| TASK DIRECTIONS |
Report, as a single figure, how many lines in the records below include "file".

===

PR #14209, opened 2025-01-21
Show translator file path in debug message 

daschuer:
This helps to pick the correct file for translation in case a fallback is picked.


ronso0 (approved):
LGTM
So basically this allows to check if the intended file has been loaded or if QTranslator auto-picked another 'matching' file, right?

daschuer:
Yes, right. I like to see the actual loaded file.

===

| ANSWER SPACE |
4